After working at this some more tonight, I realise that of course I should be making the co-ordinates conversion in the shader after the transformation, and not before buffering the co-ordinates. So I believe gluUnProject is for code which does not use VAOs/VBOs, and so my ScreenToOglPositions function should not be used and instead I should be passing matrices to the shader using glm. I used to pass in two other matrices and have added them again (alongside the model matrix), but they don’t convert the screen co-ordinates to OpenGL co-ordinates and I wonder: is there another matrix I need to pass in to make the conversion?
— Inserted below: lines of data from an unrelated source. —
PR #7898, opened 2024-07-01
Add codegen filter to ModelV2

leovalais:
Adds an option to parametrize which implementation ModelV2 has to generate. This is required to support single PK field models (such as `Timetable`).

No impact on compilation times.

refs #8111

### DIFF
--- a/editoast/editoast_derive/src/modelv2/args.rs
+++ b/editoast/editoast_derive/src/modelv2/args.rs
@@ -1,6 +1,6 @@
 #![allow(clippy::manual_unwrap_or_default)]
 
-use super::RawIdentifier;
+use super::{crud::Crud, RawIdentifier};
 use darling::{
     ast,
     util::{self, PathList},
@@ -22,12 +22,24 @@ pub(super) struct ModelArgs {
     pub(super) changeset: GeneratedTypeArgs,
     #[darling(multiple, rename = "identifier")]
     pub(super) identifiers: Vec<RawIdentifier>,
+    #[darling(rename = "gen")]
+    pub(super) impl_plan: ImplPlan,
     #[darling(default)]
     pub(super) preferred: Option<RawIdentifier>,
     #[darling(default)]
     pub(super) batch_chunk_size_limit: Option<usize>,
 
     pub(super) data: ast::Data<util::Ignored, ModelFieldArgs>,
+}
+
+#[derive(Debug, PartialEq, Eq, FromMeta)]
+pub(super) struct ImplPlan {
+    #[darling(default)]
+    pub(super) ops: Crud,
+    #[darling(default)]
+    pub(super) batch_ops: Crud,
+    #[darling(default)]
+    pub(super) list: bool,
 }
 
 #[derive(FromMeta, Default, Debug, PartialEq)]
--- a/editoast/editoast_derive/src/modelv2/codegen.rs
+++ b/editoast/editoast_derive/src/modelv2/codegen.rs
@@ -22,6 +22,7 @@ mod row_decl;
 mod update_batch_impl;
 mod update_impl;
 
+use quote::ToTokens;
 use syn::parse_quote;
 
 use self::changeset_builder_impl_block::BuilderType;
@@ -52,6 +53,7 @@ use self::row_decl::RowFieldDecl;
 use self::update_batch_impl::UpdateBatchImpl;
 use self::update_impl::UpdateImpl;
 
+use super::args::ImplPlan;
 use super::identifier::Identifier;
 use super::utils::np;
 use super::ModelConfig;
@@ -111,6 +113,24 @@ impl Identifier {
     }
 }
 
+impl ImplPlan {
+    fn has_read(&self) -> bool {
+        self.ops.read || self.batch_ops.read
+    }
+
+    fn has_create(&self) -> bool {
+        self.ops.create || self.batch_ops.create
+    }
+
+    fn has_update(&self) -> bool {
+        self.ops.update || self.batch_ops.update
+    }
+
+    fn has_upsert(&self) -> bool {
+        self.has_update() || self.has_create()
+    }
+}
+
 impl ModelConfig {
     pub(crate) fn model_impl(&self) -> ModelImpl {
         ModelImpl {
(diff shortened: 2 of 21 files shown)


editoast/editoast_derive/src/modelv2/args.rs
```diff
@@ -30,6 +32,26 @@ pub(super) struct ModelArgs {
...
+
+impl Default for ImplPlan {
+    fn default() -> Self {
+        ImplPlan {
+            ops: Crud::ALL,
+            batch_ops: Crud::ALL,
+            list: true,
+        }
+    }
+}
```
flomonster: We could use `Derivative`.

flomonster (approved):
LGTM, the fact that we haven't seen any improvement in compilation time seems to indicate that ModelV2 may not be the source of the problem.

editoast/editoast_derive/src/modelv2/args.rs
```diff
@@ -30,6 +33,20 @@ pub(super) struct ModelArgs {
...
 
+#[derive(Debug, PartialEq, Eq, Derivative, FromMeta)]
+#[derivative(Default)]
+pub(super) struct ImplPlan {
+    #[darling(default)]
+    #[derivative(Default(value = "Crud::ALL"))]
+    pub(super) ops: Crud,
+    #[darling(default)]
+    #[derivative(Default(value = "Crud::ALL"))]
+    pub(super) batch_ops: Crud,
```
Castavo: Shouldn't the default be some kind of `Crud:NONE` ? 
From the usage on the models, it feels like what you intended.

Indeed, you specify `ops = crud` quite often, but not `batch_ops = crud`, instead `batch_ops` isn't mentioned

editoast/editoast_derive/src/modelv2/codegen.rs
```diff
@@ -111,6 +113,24 @@ impl Identifier {
     }
 }
 
+impl ImplPlan {
```
Castavo, line 116: Why is this not in `args.rs` ?

editoast/editoast_derive/src/modelv2/args.rs
Castavo: This comment is also true for `list`

leovalais: There are two different "default values" involved here.

1. The ones specified in `derivative` are used when there's no `ImplPlan` to parse, i.e. without `#[model(gen(...))]`. In this case, we implement all traits available (how it worked before this feature), hence the `Crud::ALL`.
2. When there's a `#[model(gen(...))]` annotation but some fields are omitted however, the `#[darling(default)]` applies. For example, `#[model(gen(ops = crud))]` will generate an `ImplPlan { ops: Crud { <crud>: true}, batch_ops: Crud { <crud>: false }, list: false }` as the `Default` of `Crud` sets everything to `false` (cf. `#[derive(Default)] struct Crud`).

editoast/editoast_derive/src/modelv2/codegen.rs
leovalais: Because these functions are only useful in this module. I could have written `fn has_read(plan: &ImplPlan) -> bool` but I think it makes sense for these to be methods instead. Wdyt?

If they were defined in `args.rs`, they would need to be `pub(super)` at least, giving them more visibility than necessary.

editoast/editoast_derive/src/modelv2/args.rs
Castavo: Wow okay, that was a skill issue on my part
That's quite convoluted

editoast/src/modelsv2/documents.rs
```diff
@@ -6,6 +6,7 @@ use editoast_derive::ModelV2;
 
 #[derive(Debug, Default, Clone, ModelV2)]
 #[model(table = editoast_models::tables::document)]
+#[model(gen(ops = crud))]
```
Castavo:
```suggestion
#[model(gen(ops = crd))]
```

editoast/editoast_derive/src/modelv2/args.rs
Castavo: It feels quite counterintuitive that the less you write in `gen` the less code is added, but not writing `gen` at all writes the most code

This might be nitpicking, resolve this thread if you think it is

Castavo (approved):

editoast/editoast_derive/src/modelv2/args.rs
leovalais: I see what you mean, but if not writing `gen` at all generates no code, you end up in a situation where `derive(ModelV2)` works without `gen` configuration but doesn't generate anything useful. It'd be like if `#[derive(Deserialize)]` doesn't make your type deserializable unless you add an extra `#[serde(please_do_gen_deserialize)]`.

Maybe we should make `gen` required to eliminate this behavior. Or maybe `gen` isn't the best naming for that. Not sure what to do.

leovalais: I've also added https://github.com/OpenRailAssociation/osrd/pull/7898#discussion_r1742236086 in a comment as the behavior isn't exactly straightforward.

flomonster: Actually, making `gen` mandatory isn't so bad. Besides the fact that it's more intiutive in terms of code generation (identified by @Castavo ). It forces the API user to ask what he really needs.
We could check if `ops` and `ops_batch` are both empty and throw a compilation error with a meaningful message.

woshilapin (approved):
Looks ok but as stated by @flomonster, if we don't see any compilation improvement, do we need the additional complexity?

leovalais:
@woshilapin I drafted this PR a while ago hoping it would help with compilation times. It didn't help so I abandoned the idea. However @Castavo noticed a problem with models having only a single primary key (such as `Timetable` 👀) for which the `ModelV2` traits are currently implemented by hand. Being able to select which operations we choose to generate will be necessary to support this case => https://github.com/OpenRailAssociation/osrd/issues/8111. Whether we want to provide a user-facing api for `ImplPlan` is another debatable question, but we need the internals.

editoast/editoast_derive/src/modelv2/args.rs
leovalais: Done. I'll let you resolve if you're ok with the change. Auto-merge is on.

Matrices passed to vertex shader, in addition to model matrix already in code above:

glUniformMatrix4fv( glGetUniformLocation( program_id, "view_matrix" ), 1, GL_FALSE,
    glm::value_ptr( glm::lookAt( glm::vec3( 0, 0, 3 ), glm::vec3( 0, 0, -1 ), glm::vec3( 0, 1, 0 ))));
glUniformMatrix4fv( glGetUniformLocation( program_id, "projection_matrix" ), 1, GL_FALSE,
    glm::value_ptr( glm::perspective( 45.0f, WINDOW_ASPECT_RATIO, 0.1f, 15.0f )));

Shader:

gl_Position = projection_matrix * view_matrix * model_matrix * vec4( position, 1.0 );

(I should really just multiply the projection/view/model matrices before passing them to the vector.)

Tim

(I don’t know if posts should be edited when replying to one’s own posts, or a new post added. And I couldn’t see any rules regarding this. So if this should have been an edit: sorry!)
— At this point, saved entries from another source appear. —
PR #7899, opened 2024-07-01
front: avoid x scroll on map search

### LINKED ISSUE #7185: Unnecessary horizontal scroll in map search
### What happened?

image

The horizontal scroll shouldn't be there as long as there's some room to display the PR names.

1. Go to any instance of the map
2. Search for a PR

- **Browser**: Chrome
- **OS**: W11
- **Env**: rec

a42cad3

sim51:
Fix #7185

Using flex with grow/shrink instead of width 100% and specify x-overflow hidden (even if now the case should not be possible).
Now it works on both firefox & chrome

### DIFF
--- a/front/src/styles/scss/common/map/_mapSearch.scss
+++ b/front/src/styles/scss/common/map/_mapSearch.scss
@@ -4,25 +4,34 @@
   }
   .search-results {
     height: 30vh;
-    overflow: auto;
+    display: flex;
+    overflow-y: auto;
+    overflow-x: hidden;
     padding-right: 0.5rem;
+    width: 100%;
+    flex-direction: column;
+
     .search-result-item {
       all: unset;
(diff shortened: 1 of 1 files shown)


SharglutDev (commented):
Thank you for the fix ! Do we need width/flex grow/shrink ? It seems it's working without

sim51:
Have you tested on chrome ? 
The initial bug is only visible on chrome not firefox.

To avoid scroll and use the full size of a div, I generally use flex, grow & shrink pattern. 
It works fine even in responsive.

SharglutDev:
Yes even on chrome, it works without the grow/shrink/width:100%. But if you think it's gonna be more resilient with these properties, its fine by me.

SharglutDev (approved):
Lgtm and tested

I’ve realised where I went wrong. The first thing was of course, what I referred to last night just before going to bed. I was using a now deprecated non-VAO method in a VAO context. So this morning I took a look at the documentation for gluUnProject, and noticed it had the computation detailed there. So I’ve taken that and used it to make the calculation in the vertex shader, using an inverse matrix calculated using glm and passed in as a uniform value.

That was all pretty easy (assuming I got it right).

I’ve spent the remainder of the day trying to work out why rotation causes so much flicker, and translation causes the vertices to disappear. And it took me hours to realise my second mistake, which was that I don’t want to rotate or translate any vertices which I display at a fixed point on the screen. So … that was a big chunk of time wasted!

However, if there is a way to rotate (without flicker) and translate these elements around the screen, then it would be great if someone could describe how. It could be useful for animated interface controls.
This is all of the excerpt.